BEGIN

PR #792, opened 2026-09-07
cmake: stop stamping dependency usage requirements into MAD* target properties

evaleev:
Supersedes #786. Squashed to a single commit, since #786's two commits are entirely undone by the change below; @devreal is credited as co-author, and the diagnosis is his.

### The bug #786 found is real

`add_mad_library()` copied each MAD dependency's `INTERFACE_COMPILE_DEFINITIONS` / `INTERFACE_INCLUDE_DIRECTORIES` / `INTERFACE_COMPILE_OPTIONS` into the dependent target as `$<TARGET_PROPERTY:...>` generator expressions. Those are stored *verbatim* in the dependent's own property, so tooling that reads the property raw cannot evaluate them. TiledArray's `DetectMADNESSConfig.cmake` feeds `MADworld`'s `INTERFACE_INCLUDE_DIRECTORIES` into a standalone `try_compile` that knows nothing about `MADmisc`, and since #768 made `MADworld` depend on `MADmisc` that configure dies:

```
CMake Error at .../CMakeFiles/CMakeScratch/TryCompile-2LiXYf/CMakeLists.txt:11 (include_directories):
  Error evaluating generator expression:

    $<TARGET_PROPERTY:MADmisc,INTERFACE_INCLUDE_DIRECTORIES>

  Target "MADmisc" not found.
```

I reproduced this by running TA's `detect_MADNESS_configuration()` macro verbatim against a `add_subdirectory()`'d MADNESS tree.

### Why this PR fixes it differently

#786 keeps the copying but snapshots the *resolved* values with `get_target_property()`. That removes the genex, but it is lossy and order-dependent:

END
BEGIN

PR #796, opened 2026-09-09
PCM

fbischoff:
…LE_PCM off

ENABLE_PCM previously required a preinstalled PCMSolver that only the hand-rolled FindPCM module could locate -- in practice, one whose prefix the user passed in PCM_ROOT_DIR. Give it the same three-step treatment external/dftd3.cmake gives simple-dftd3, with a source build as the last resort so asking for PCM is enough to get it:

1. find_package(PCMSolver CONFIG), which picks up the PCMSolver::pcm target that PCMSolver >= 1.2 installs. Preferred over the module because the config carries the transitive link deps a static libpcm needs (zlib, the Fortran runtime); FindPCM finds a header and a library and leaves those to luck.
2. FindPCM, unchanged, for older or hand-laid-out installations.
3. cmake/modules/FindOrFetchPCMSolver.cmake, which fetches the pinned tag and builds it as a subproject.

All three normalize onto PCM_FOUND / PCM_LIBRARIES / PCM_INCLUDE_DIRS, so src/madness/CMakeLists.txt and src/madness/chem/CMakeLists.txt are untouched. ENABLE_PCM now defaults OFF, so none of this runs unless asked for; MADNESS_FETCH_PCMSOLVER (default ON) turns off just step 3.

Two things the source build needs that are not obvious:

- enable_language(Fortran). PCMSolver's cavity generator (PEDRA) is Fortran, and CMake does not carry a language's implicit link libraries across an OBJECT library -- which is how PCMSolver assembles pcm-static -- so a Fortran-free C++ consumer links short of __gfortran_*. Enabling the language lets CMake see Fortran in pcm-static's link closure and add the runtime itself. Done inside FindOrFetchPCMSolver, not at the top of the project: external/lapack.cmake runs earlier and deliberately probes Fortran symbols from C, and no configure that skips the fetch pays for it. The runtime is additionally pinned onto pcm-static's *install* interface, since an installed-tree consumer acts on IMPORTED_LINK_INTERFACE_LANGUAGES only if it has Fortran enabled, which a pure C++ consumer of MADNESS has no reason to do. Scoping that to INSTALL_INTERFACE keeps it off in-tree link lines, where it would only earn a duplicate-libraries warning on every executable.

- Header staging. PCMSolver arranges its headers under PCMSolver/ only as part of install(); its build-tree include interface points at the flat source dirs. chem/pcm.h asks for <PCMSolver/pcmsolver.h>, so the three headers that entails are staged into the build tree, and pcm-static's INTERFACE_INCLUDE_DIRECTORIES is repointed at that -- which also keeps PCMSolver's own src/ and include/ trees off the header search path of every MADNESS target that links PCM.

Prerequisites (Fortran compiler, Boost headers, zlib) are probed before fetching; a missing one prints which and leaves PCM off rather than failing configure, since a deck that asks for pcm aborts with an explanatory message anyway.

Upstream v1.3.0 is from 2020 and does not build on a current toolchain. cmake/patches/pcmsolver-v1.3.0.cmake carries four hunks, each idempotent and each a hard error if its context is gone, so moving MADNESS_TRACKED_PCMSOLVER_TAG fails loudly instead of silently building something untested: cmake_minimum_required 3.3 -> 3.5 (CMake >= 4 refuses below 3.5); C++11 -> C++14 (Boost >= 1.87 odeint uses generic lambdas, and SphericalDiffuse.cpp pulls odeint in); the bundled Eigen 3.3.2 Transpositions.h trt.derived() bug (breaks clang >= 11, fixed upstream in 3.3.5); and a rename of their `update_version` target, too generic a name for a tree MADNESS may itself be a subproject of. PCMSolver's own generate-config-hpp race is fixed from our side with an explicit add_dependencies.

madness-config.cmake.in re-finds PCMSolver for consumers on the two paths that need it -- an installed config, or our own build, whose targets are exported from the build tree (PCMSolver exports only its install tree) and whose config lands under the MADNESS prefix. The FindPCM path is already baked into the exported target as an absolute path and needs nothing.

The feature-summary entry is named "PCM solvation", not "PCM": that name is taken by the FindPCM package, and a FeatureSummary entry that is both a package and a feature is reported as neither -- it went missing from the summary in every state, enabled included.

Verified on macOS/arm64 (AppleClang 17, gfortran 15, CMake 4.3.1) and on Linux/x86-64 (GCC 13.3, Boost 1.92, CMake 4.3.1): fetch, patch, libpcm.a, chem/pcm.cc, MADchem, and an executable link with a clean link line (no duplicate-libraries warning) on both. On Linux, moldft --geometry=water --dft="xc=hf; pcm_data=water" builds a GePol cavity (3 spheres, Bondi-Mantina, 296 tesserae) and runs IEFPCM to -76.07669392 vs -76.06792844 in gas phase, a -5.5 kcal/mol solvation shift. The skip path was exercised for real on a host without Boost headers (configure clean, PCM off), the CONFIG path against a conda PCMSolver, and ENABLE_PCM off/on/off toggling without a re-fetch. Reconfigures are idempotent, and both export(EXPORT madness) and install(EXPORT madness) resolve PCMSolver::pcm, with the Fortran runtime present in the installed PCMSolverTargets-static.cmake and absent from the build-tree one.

END

» **WHAT IS EXPECTED**: Which lines above run from the one containing "Two things the" to the one containing "Prerequisites (Fortran compiler, Boost"? Give them again exactly, both ends included.

» **ANSWER BOX**:
Two things the source build needs that are not obvious:

- enable_language(Fortran). PCMSolver's cavity generator (PEDRA) is Fortran, and CMake does not carry a language's implicit link libraries across an OBJECT library -- which is how PCMSolver assembles pcm-static -- so a Fortran-free C++ consumer links short of __gfortran_*. Enabling the language lets CMake see Fortran in pcm-static's link closure and add the runtime itself. Done inside FindOrFetchPCMSolver, not at the top of the project: external/lapack.cmake runs earlier and deliberately probes Fortran symbols from C, and no configure that skips the fetch pays for it. The runtime is additionally pinned onto pcm-static's *install* interface, since an installed-tree consumer acts on IMPORTED_LINK_INTERFACE_LANGUAGES only if it has Fortran enabled, which a pure C++ consumer of MADNESS has no reason to do. Scoping that to INSTALL_INTERFACE keeps it off in-tree link lines, where it would only earn a duplicate-libraries warning on every executable.

- Header staging. PCMSolver arranges its headers under PCMSolver/ only as part of install(); its build-tree include interface points at the flat source dirs. chem/pcm.h asks for <PCMSolver/pcmsolver.h>, so the three headers that entails are staged into the build tree, and pcm-static's INTERFACE_INCLUDE_DIRECTORIES is repointed at that -- which also keeps PCMSolver's own src/ and include/ trees off the header search path of every MADNESS target that links PCM.

Prerequisites (Fortran compiler, Boost headers, zlib) are probed before fetching; a missing one prints which and leaves PCM off rather than failing configure, since a deck that asks for pcm aborts with an explanatory message anyway.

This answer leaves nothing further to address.